The main financial source of Israeli public broadcasting was licence fees, augmented by radio advertising and limited non-commercial advertising on television.20 For over twenty years, the public service channel was the only broadcast television channel in the country (except for educational TV).21 From its inception, the public channel suffered political pressures, silencing of criticism, political appointments and economic sanctions from the government.22 However, since it was the only available channel, it enjoyed high viewing rates.
The flaws of the IBA were displayed prominently in the early 1990s, with the introduction of commercial TV in Israel.
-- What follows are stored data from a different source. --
PR #4464, opened 2021-01-21
fix Chinese translation of 'comm.'

pfcoder:
string 'comm.' is used in https://github.com/polkadot-js/apps/blob/0360df1ccf47886c1247d0fa6d67578b230bbcb6/packages/page-staking/src/Targets/index.tsx#L274

here it is abbr of 'commission' which in Chinese should be '佣金'


jacogr (approved):
Thank you.

PR #4468, opened 2021-01-22
Added Phala PC1 Rococo V1 endpoint

tolak:
Hi, we'd like to add our rococo v1 testnet entry to the endpoint list, pls approve.


jacogr (approved):
Thank you.

Issue #4078, opened 2020-11-26
Displaying account balances on a custom chain


tomusdrw:
I presume account balance on the balances tab is coming from `frame_system` storage.

For some cases, when the chain supports multiple tokens there are two instances of `balances` pallet and neither should be favoured, like here:
https://gitlab.com/interlay/btc-parachain/-/blob/dev/parachain/runtime/src/lib.rs#L267

Is there a way to configure the UI to display balances from different `AccountStorage`?

To test, you can connect to: wss://alpha.polkabtc.io/api/parachain
<details><summary>and use these custom types</summary>
<pre>
{
 "H256Le": "H256",
    "DOT": "u128",
    "PolkaBTC": "Balance",
    "BTCBalance": "u128",
    "StatusCode": {
      "_enum": ["Running", "Error", "Shutdown"]
    },
    "Address": "AccountId",
    "LookupSource": "AccountId",
    "Status": "StatusCode",
    "ErrorCode": {
      "_enum": [
        "None",
        "NoDataBTCRelay",
        "InvalidBTCRelay",
        "OracleOffline",
        "Liquidation"
      ]
    },
    "VaultStatus": {
      "_enum": ["Active", "Liquidated", "CommittedTheft"]
    },
    "RawBlockHeader": {
      "0": "[u8; 80]"
    },
    "RichBlockHeader": {
      "block_hash": "H256Le",
      "block_header": "BlockHeader",
      "block_height": "u32",
      "chain_ref": "u32"
    },
    "BlockHeader": {
      "merkle_root": "H256Le",
      "target": "U256",
      "timestamp": "u32",
      "version": "i32",
      "hash_prev_block": "H256Le",
      "nonce": "u32"
    },
    "BlockChain": {
      "chain_id": "u32",
      "start_height": "u32",
      "max_height": "u32",
      "no_data": "BTreeSet<u32>",
      "invalid": "BTreeSet<u32>"
    },
    "Wallet": {
      "addresses": "BTreeSet<H160>",
      "address": "H160"
    },
    "Vault": {
      "id": "AccountId",
      "to_be_issued_tokens": "PolkaBTC",
      "issued_tokens": "PolkaBTC",
      "to_be_redeemed_tokens": "PolkaBTC",
      "wallet": "Wallet",
      "banned_until": "Option<BlockNumber>",
      "status": "VaultStatus"
    },
    "ActiveStakedRelayer": {
      "stake": "DOT"
    },
    "StatusUpdate": {
[...]

PR #4477, opened 2021-01-22
Extend PolkaBtc definitions (balances modules)

jacogr:
Needs https://github.com/polkadot-js/api/pull/3094

This add the new `interfaces` endpoint to the PolkaBtc bundle. This allows to add overrides for the modules, at this point is is only used/implemented inside balances derives.

Part of https://github.com/polkadot-js/apps/issues/4078


packages/apps-config/src/api/specVersioned/polkabtc.ts
```diff
@@ -5,4 +5,10 @@ import type { OverrideBundleDefinition } from '@polkadot/types/types';
 
 import definitions from '@interlay/polkabtc-types';
 
-export default definitions as OverrideBundleDefinition;
+// This ia a temp work-around to add the interfaces key to the actual types
```
jacogr, line 8:
```suggestion
// This is a temp work-around to add the interfaces key to the actual types
```

jacogr:
It only displays the primary atm, but a start - it needs the other PRs and pulling them through before it will display both. (And needs some UI TLC as well - actually they are returned already, so at least display-wise the UI work for that is independent)

image

PR #4484, opened 2021-01-24
"isolate opacity change to format balance error text"

jhonalino:
Screen Shot 2021-01-24 at 9 23 08 AM
Screen Shot 2021-01-24 at 9 24 39 AM

I noticed the opacity changed made it harder to see the emphasis on the whole numbers. this update isolates the change to only the error text


jacogr (approved):
Thank you.

PR #4488, opened 2021-01-25
Equilibrium networks account tab hotfix

pr0fedt:


jacogr (approved):
Sorry about this. It was added since the base derives now support retrieving from any balance location as well as having the balances module nam changable. See https://github.com/polkadot-js/apps/issues/4078#issuecomment-765704835

Since you are overriding the vesting module, we can actually make that configurable next in the same fashion in the API which would remove the need for this. Will play around a bit and see if I can get it to work (only much later today)

PS: Just needs a linting fix.

PR #4499, opened 2021-01-26
Add slash curator action

MiZiet:
Hi, this changes will add an action to unassign a curator by council, user (in the "inactive curator" scenario) or the curator himself. 

image


jacogr (approved):
Thank you.

PR #4500, opened 2021-01-26
Hide bounty unhappy path actions

ekowalsk:
Hides unhappy path actions like close bounty or reject curator under "show more" button


jacogr (commented):
Lgtm, but CI is not happy.

ekowalsk:
After the merge of slash curator actions I've added them as an extra action under the "show more" button and most recently I enabled multiple slash curator actions if the user has several roles, for example curator and council member at the same time

jacogr (approved):

PR #8716, opened 2023-01-07
bump @polkadot/* deps

ETeissonniere:
Bump `@polkadot/*` packages deps to take in account the latest changes in polkadot-js/common#1699 which isn't included otherwise. This is needed to allow nodle users to recover their coins hosted in a ledger in the event Ledger does not upgrade their integration on time.


yarn.lock
```diff
@@ -3981,6 +4039,18 @@ __metadata:
...
+  resolution: "@polkadot/x-fetch@npm:10.2.2"
+  dependencies:
+    "@babel/runtime": ^7.20.7
+    "@polkadot/x-global": 10.2.2
+    "@types/node-fetch": ^2.6.2
+    node-fetch: ^3.3.0
+  checksum: 8265dd4ebdb322e883094a5b3d4126b4443bf36a9121a0a466e1a05369366890bcf14185e23da979b61431167ae6f9500c81e4fb85ec15ce47a3c74f750a1bef
+  languageName: node
+  linkType: hard
+
```
jacogr, line 4053: Something is weird where not all deps have gone up, i.e. see the ones just below, still on 10.2.1

jacogr:
Thank you - but due to my comment above, I've reworked it slightly in https://github.com/polkadot-js/apps/pull/8720 and will rather use that one.

PR #8717, opened 2023-01-07
Align staking layout with accounts

jacogr:
This is in playing around mode at this point - will see if it shapes up or not over some time...


jacogr:
Replaced by https://github.com/polkadot-js/apps/pull/8822

PR #8490, opened 2022-12-06
Memoize use* values

jacogr:

PR #8749, opened 2023-01-10
Add & use useMemoValue

jacogr:
Inspiration from https://github.com/polkadot-js/apps/pull/8490 (which is now defunct)

We will probably not merge this, just pull pieces from it like we have done in #8750 (since each and every one needs some extensive testing to ensure it is still on-spec and doesn't create negative effects with any areas)


packages/react-hooks/src/ctx/ApiStats.tsx
```diff
@@ -67,6 +64,16 @@ function getStats (...apis: ApiPromise[]): { stats: ProviderStats, when: number
...
 export const ApiStatsCtx = React.createContext<ApiStats[]>(EMPTY_STATE);
 
+function addStats (prev: ApiStats[], curr: ApiStats): ApiStats[] {
+  if (prev.length === 0) {
+    return [curr];
+  }
+
+  return prev.length === MAX_NUM
+    ? prev.concat(curr).slice(-MAX_NUM)
+    : prev.concat(curr);
```
jacogr, line 74:
```suggestion
  return prev.length === 0
    ? [curr]
    : prev.length === MAX_NUM
      ? prev.concat(curr).slice(-MAX_NUM)
      : prev.concat(curr);
```

packages/react-hooks/src/useAccountInfo.ts
```diff
@@ -247,7 +247,7 @@ function useAccountInfoImpl (value: string | null, isContract = false): UseAccou
 
   const isEditing = useCallback(() => isEditingName || isEditingTags, [isEditingName, isEditingTags]);
 
-  return useMemo(() => ({
+  return {
```
jacogr, line 250:
```suggestion
  return useMemo(() => ({
```

packages/react-hooks/src/useEventTrigger.ts
```diff
@@ -33,6 +33,7 @@ function useEventTriggerImpl (checks: EventCheck[], filter: (record: EventRecord
   const memoChecks = useMemoValue(checks);
   const mountedRef = useIsMountedRef();
   const eventRecords = useCall<Vec<EventRecord>>(api.query.system.events);
+  const memoChecks = useMemoValue(checks);
```
jacogr, line 36:
```suggestion
  const memoChecks = useMemoValue(checks);
```

Added above.

packages/react-hooks/src/useExtrinsicTrigger.ts
```diff
@@ -20,6 +20,7 @@ function useExtrinsicTriggerImpl (checks: ExtrinsicCheck[]): string {
   const mountedRef = useIsMountedRef();
   const memoChecks = useMemoValue(checks);
   const block = useCall<SignedBlockExtended>(api.derive.chain.subscribeNewBlocks);
+  const memoChecks = useMemoValue(checks);
```
jacogr, line 23:
```suggestion
```

Added above.

Issue #8702, opened 2023-01-06
Can not distinguish account type.


AurevoirXavier:
<img width="1474" alt="image" src="https://user-images.githubusercontent.com/16152305/210919011-8168cddc-0669-496e-9432-989ae7b5adf7.png">

It always truncates the `from` account id 32 to account id 20.
I can't input a 32 bytes data.

jacogr:
Yes, it (currently) assumes that all `AccountId` on-chain are the same from an input perspective. 

Which chain is that - since it would be good to have a testcase for any possible 20 + 32 adjustments.

AurevoirXavier:
> Yes, it (currently) assumes that all `AccountId` on-chain are the same from an input perspective, i.e. maps them to the same underlying (single) input.
> 
> Which chain is that - since it would be good to have a testcase for any possible 20 + 32 adjustments.

It's still a testnet.
https://polkadot.js.org/apps/?rpc=ws%3A%2F%2Fg1.dev.darwinia.network%3A20000#/explorer

AurevoirXavier:
@jacogr Hey, is there an estimated time? We are considering renaming the struct to make it work.

jacogr:
This is not easily solvable at all - all the Account dropdowns are backed by the keystore which is set to the default account type for the chain. So effectively to support both types we need something completely non-backed.

(The second type will probably end up as something like we have in the validators graph query, i.e. only allow inputs, no pre-defined selections)

AurevoirXavier:
> (The second type will probably end up as something like we have in the validators graph query, i.e. only allow inputs, no pre-defined selections)

Yes, that's enough for us.

Thanks for your quick response and work.

PR #8752, opened 2023-01-10
Params support for non-native AccountId{20, 32}

jacogr:
Closes https://github.com/polkadot-js/apps/issues/8702

It allows for non-native inputs via a SimpleAddress bridge. There may be dragons lurking since this is not something we actually set out for. (Same with the Ethereum support which is bare-bones)

On the testnet linked in the issue above -

image


AurevoirXavier:
image

But it looks like this component still not work.

jacogr:
With a properly formatted address -

image

PR #8754, opened 2023-01-10
Reformat active balance inputs to all decimals

jacogr:
Additional follow-up tweak after https://github.com/polkadot-js/apps/pull/8753 - basically in this case for active inputs we change the formatting behavior to include all decimals.

As a bonus - all this stuff is hard to follow, so tried to give some sense to it with explaining the what and why of the different steps.


jacogr:
This would make it easier - https://github.com/polkadot-js/common/pull/1703

jacogr:
Marked WIP (although it works), it would make sense to just use the functionality from `formatBalance` directly once we have a release & update.

Issue #8837, opened 2023-01-17
Decoder no longer accepts full blobs


carlosala:
* **I'm submitting a ...**

  - [x] Bug report
  - [ ] Feature request
  - [ ] Support request
  - [ ] Other

* **What is the current behavior and expected behavior?**

Until 9c4cbfcd67311b97a7aa7def48b315b2b7eda2c2, we were able to input in the decoder a full transaction blob, which included both `Call` and also spec version, tx version, etc.
Now, it only accepts the `Call` hex-encoded type.

* **What is the motivation for changing the behavior?**

It'd help us in order to test the Ledger integrations, as we test directly the whole blobs that get to the Ledger to see which call is in it and if we are parsing properly.

* **Please tell us about your environment:**

  - Version:
  - Environment:

    - [x] Node.js
    - [ ] Browser
    - [ ] Other (limited support for other environments)

  - Language:

    - [ ] JavaScript
    - [x] TypeScript (include tsc --version)
    - [ ] Other

carlosala:
[This](https://github.com/polkadot-js/apps/blob/5eec74f1172ac0f94e8e6ce0678c4c771117b1dc/packages/page-extrinsics/src/Decoder.tsx#L77) is the problematic line, as obviously decoded is only using the first part of the blob, and not all the characters.

jacogr:
If you follow the logic there -

1. it first tries to decode as an extrinsic, if that fails
2. try to decode as a call

The line you pointed to is when both fails.

To, here is an actual recent transaction - https://polkadot.js.org/apps/?rpc=wss%3A%2F%2Fpolkadot.public.curie.radiumblock.co%2Fws#/extrinsics/decode/0x05030016991bfe44c8dce7569a74ce7a168fb2d4d176e90e754d4e8a92d26d4870dc600740b149df12

jacogr:
Ahhh, I see what you mean - you want to pass extra characters in. That is quite problematic. (And ended up in the previous position where we ended up decoding invalid stuff without knowing about it... which is why the check was added)

carlosala:
@jacogr for us would be quite interesting to be able to do it. If it makes a lot of trouble, we'd try to make some workaround

jacogr:
We need strict checks. 

If you wish to also supply transaction payloads, we would need an explicit decoding step for that in the above code block. (Also strictly failing like the others if the end result is problematic)

carlosala:
[...]

PR #8840, opened 2023-01-18
Attempt to decode ExtrinsicPayload in decoder

jacogr:
As per https://github.com/polkadot-js/apps/issues/8837

Seems to do the trick, have tested with -

1. Call
2. Extrinsic
3. Un-prefixed payload

Have not done prefixed payloads, but if unprefixed work, it _should_ be sane


carlosala:
It works perfect for me, thanks Jaco!!!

The new players on the field gained overwhelming popularity, and the public channel gradually lost most of its viewers.23 Over time, it became clear that public television was failing miserably to compete with commercial channels due to organisational difficulties, corruption, lack of effective management and intense political involvement, along with negative public sentiment, especially in regard to the obligatory licence fee.24 During the years of its operation, the government appointed no fewer than 13 different committees to investigate the situation at IBA and offer recommendations for improving its functioning.25 More than once, the conclusion was reached that a major overhaul was required for PSB to fulfil its duties and earn back public legitimacy.26 Between 2009 and 2013, a series of agreements were signed with the numerous workers’ unions at IBA as part of a ‘reform plan’, with one of the expected outcomes being the loss of 700 jobs. However, the plan drew considerable criticism, and even IBA’s management, responsible for implementing the reform, expressed doubts and questioned its plausibility and benefits.27 Eventually, in 2013, following prolonged discussion of the reform and its delayed implementation, the Israeli Minister of Communications appointed another committee to examine the state of PSB and shape the future of public media in Israel. The committee recommended dismantling the old organisation and establishing a new PSM corporation.28 The government accepted the recommendations and announced the closure of IBA and cancellation of the licence fee.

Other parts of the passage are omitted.